Confinement-Induced Nonlocality and Optical Nonlinearity of Transdimensional Titanium Nitride in the Epsilon-Near-Zero Region

Ultrathin plasmonic films that approach the trans-dimensional (TD) thickness limit provide a promising route for light_matter interaction control and manipulation, yet their nonlinear optical response near the epsilon_near_zero (ENZ) condition remains poorly understood. Here, we report the strongly enhanced optical nonlinearity for their typical representative high quality TiN epitaxial films with thicknesses down to a few nanometers. Systematic Z_scan measurements reveal a pronounced increase in nonlinear absorption with decreasing thickness. Especially in the ENZ spectral region, the TD TiN films exhibit nearly two orders of magnitude stronger nonlinear absorption over a broad range of incidence angles as compared to conventional thin films. The enhanced nonlinear absorption observed is well described by a nonlinear nonlocal electromagnetic response model that accounts for electron confinement effects unique to the TD plasmonic systems. Comparison with Ti1_xAlxN highlights the necessity of low-loss ENZ response for nonlinear enhancement. These findings identify TiN and similar TD plasmonic systems as a robust refractory platform for exploiting ENZ mediated nonlinear processes in ultrathin photonic material structures.

💡 Research Summary

This paper investigates the nonlinear optical response of ultrathin titanium nitride (TiN) films in the epsilon‑near‑zero (ENZ) spectral region, focusing on the so‑called transdimensional (TD) regime where the film thickness lies between three‑dimensional bulk and two‑dimensional monolayer limits. Using nitrogen plasma‑assisted molecular beam epitaxy (PA‑MBE), the authors grew high‑quality epitaxial TiN layers with thicknesses ranging from 2 nm to 50 nm on c‑plane sapphire substrates. Structural characterization (SEM, AFM, XRD) confirms atomically smooth surfaces (RMS ≈ 1.5 Å for 4 nm films) and excellent crystallinity, while spectroscopic ellipsometry and UV‑Vis measurements reveal a thickness‑dependent ENZ wavelength that red‑shifts from ~465 nm for 50 nm films to longer wavelengths as the film becomes thinner.

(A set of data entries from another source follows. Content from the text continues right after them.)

PR #605, opened 2023-08-13
Metrics: a number of missed proposals (by this validator) during its N most recent rounds

jakrawcz-rdx:
This PR adds a `rn_ledger_recent_self_proposal_miss_count` metric (as promised in the last point of https://github.com/radixdlt/babylon-node/pull/582#issuecomment-1673254726). It will be needed for a computation of the "overall health" (see https://whimsical.com/node-status-and-health-metrics-QXjDREqeRDvGDu6xg3J8wx@2bsEvpTYSt1HjHxnUjRqMBYNQDsmaPNqZ5N).

In the impl I went for an actual ring-buffer. So this is not a heuristic, but an exact "Count of occurrences within N most recent opportunities".

In terms of manual verification: I have added a random `if (now % 100 < 17) { reject() }` to BFT's `processProposal()` method, and after a few seconds I captured the metrics (of a `Run Single Validator`):
```
# HELP rn_ledger_recent_self_proposal_miss_count A number of proposals missed by this validator during its 100 most recent rounds.
# TYPE rn_ledger_recent_self_proposal_miss_count gauge
rn_ledger_recent_self_proposal_miss_count 17
```

The readout is also aligned with:
```
# HELP rn_ledger_consensus_rounds_committed Count of rounds processed by consensus that reached the ledger commit.
# TYPE rn_ledger_consensus_rounds_committed counter
rn_ledger_consensus_rounds_committed{leader_component_address="833d72e50885b684fb3d59e496d02c824da5a7ca3cdc3cc3c2ee4fa2d701",round_resolution="MissedByFallback"} 566
rn_ledger_consensus_rounds_committed{leader_component_address="833d72e50885b684fb3d59e496d02c824da5a7ca3cdc3cc3c2ee4fa2d701",round_resolution="MissedByGap"} 0
rn_ledger_consensus_rounds_committed{leader_component_address="833d72e50885b684fb3d59e496d02c824da5a7ca3cdc3cc3c2ee4fa2d701",round_resolution="Successful"} 2805
```
_(`566 / (566 + 2805) ~= 0.168`)_


core-rust-bridge/src/main/java/com/radixdlt/statecomputer/commit/CommitRequest.java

Nonlinear absorption is probed by open‑aperture Z‑scan using femtosecond pulses (5–40 GW cm⁻²) at wavelengths close to the ENZ point (480 nm, 500 nm, 520 nm). All samples display reverse‑saturable absorption (RSA), indicative of processes such as free‑carrier absorption, two‑photon absorption, and excited‑state absorption. The extracted nonlinear absorption coefficient β increases dramatically as the thickness is reduced, reaching values up to 10⁻⁶ cm W⁻¹ for the 2 nm film—almost two orders of magnitude larger than for the 50 nm counterpart. Importantly, β shows little dependence on the angle of incidence, confirming that the ENZ‑mediated enhancement is robust over a wide angular range.

To explain these observations, the authors extend the existing nonlocal linear electromagnetic model for TD plasmonic films to the third‑order nonlinear regime. Quantum confinement in the vertical direction modifies the electronic dispersion, leading to a thickness‑dependent effective mass and enhanced electron‑electron interaction. The derived third‑order susceptibility χ^(3) scales roughly as 1/d², yielding a β(d,θ) that matches the experimental thickness trend and angular invariance. This nonlocal nonlinear model captures the essential physics of confinement‑induced field enhancement in the ENZ region.

A comparative study with Al‑doped Ti₁₋ₓAlₓN films (x = 0.2–0.6) demonstrates that increased optical loss (larger ε’’) suppresses the nonlinear enhancement, underscoring the necessity of low‑loss ENZ response for achieving strong nonlinearity. Ultrafast pump‑probe measurements reveal an electron‑phonon coupling time of ~93 fs and phonon relaxation on the nanosecond scale, ensuring that the 1 kHz repetition‑rate Z‑scan measurements are free from cumulative heating effects.

Overall, the work establishes ultrathin TiN as a robust, refractory platform for ENZ‑enhanced nonlinear optics. The combination of strong confinement‑induced nonlocality, low intrinsic loss, and high thermal stability makes TD TiN attractive for integrated photonic devices such as ultrafast modulators, nonlinear metasurfaces, and on‑chip frequency converters. The authors suggest that extending this approach to other transition‑metal nitrides or hybrid 2D/3D heterostructures could further boost nonlinear efficiencies and enable active control of ENZ‑mediated phenomena.